Stored data:
##############################
Issue #3183, opened 2021-10-20
Hell tile with invisible collision


agris-codes:
**Important information**
Win10 / compiled x64 myself, almost-vanilla build from ~1 week ago

**Describe**
It appears that this Hell tile with a body has collision set incorrectly, such that missiles impact it and the player can't walk there.

**To Reproduce**
Load this save, observe missiles impacting mid-air. 
[single_8 - hell_tile.zip](https://github.com/diasurgical/devilutionX/files/7383670/single_8.-.hell_tile.zip)

**Expected behavior**
No collision. 

**Screenshots**
DevilutionX
![DX_Hell](https://user-images.githubusercontent.com/39627597/138155602-c3940945-1391-4117-8970-490cea6ee8c1.jpg)

Vanilla 1.09b
![v109b_Hell](https://user-images.githubusercontent.com/39627597/138155607-d60b1141-bd50-4ee0-9eb7-865b73799056.png)

qndel:
Turns out these bodies are "objects" and they are so weird that to end up aligned with the wall, they have to be placed 1 tile in front of it and got collision set to true

PR #3185, opened 2021-10-20
fix collision of bodies in butcher chamber/hell

qndel:
Resolves https://github.com/diasurgical/devilutionX/issues/3183


ephphatha (approved):
Looks good to me, was able to walk past (through) the tortured souls/bodies on the wall in hell.

These objects/sprites appear to be aligned to the left of a tile so this only really impacts bodies on the northwest wall of a room, bodies on the northeast wall are placed inside the wall so the collision doesn't matter.

qndel:
> Looks good to me, was able to walk past (through) the tortured souls/bodies on the wall in hell.
> 
> These objects/sprites appear to be aligned to the left of a tile so this only really impacts bodies on the northwest wall of a room, bodies on the northeast wall are placed inside the wall so the collision doesn't matter.

Easiest way to test most of them is butcher's chamber :)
##############################
HOW TO COMPLETE THIS TASK: Word for word, copy out all the data given above.

SOLUTION TO THIS PROBLEM:
Issue #3183, opened 2021-10-20
Hell tile with invisible collision


agris-codes:
**Important information**
Win10 / compiled x64 myself, almost-vanilla build from ~1 week ago

**Describe**
It appears that this Hell tile with a body has collision set incorrectly, such that missiles impact it and the player can't walk there.

**To Reproduce**
Load this save, observe missiles impacting mid-air. 
[single_8 - hell_tile.zip](https://github.com/diasurgical/devilutionX/files/7383670/single_8.-.hell_tile.zip)

**Expected behavior**
No collision. 

**Screenshots**
DevilutionX
![DX_Hell](https://user-images.githubusercontent.com/39627597/138155602-c3940945-1391-4117-8970-490cea6ee8c1.jpg)

Vanilla 1.09b
![v109b_Hell](https://user-images.githubusercontent.com/39627597/138155607-d60b1141-bd50-4ee0-9eb7-865b73799056.png)

qndel:
Turns out these bodies are "objects" and they are so weird that to end up aligned with the wall, they have to be placed 1 tile in front of it and got collision set to true

PR #3185, opened 2021-10-20
fix collision of bodies in butcher chamber/hell

qndel:
Resolves https://github.com/diasurgical/devilutionX/issues/3183


ephphatha (approved):
Looks good to me, was able to walk past (through) the tortured souls/bodies on the wall in hell.

These objects/sprites appear to be aligned to the left of a tile so this only really impacts bodies on the northwest wall of a room, bodies on the northeast wall are placed inside the wall so the collision doesn't matter.

qndel:
> Looks good to me, was able to walk past (through) the tortured souls/bodies on the wall in hell.
> 
> These objects/sprites appear to be aligned to the left of a tile so this only really impacts bodies on the northwest wall of a room, bodies on the northeast wall are placed inside the wall so the collision doesn't matter.

Easiest way to test most of them is butcher's chamber :)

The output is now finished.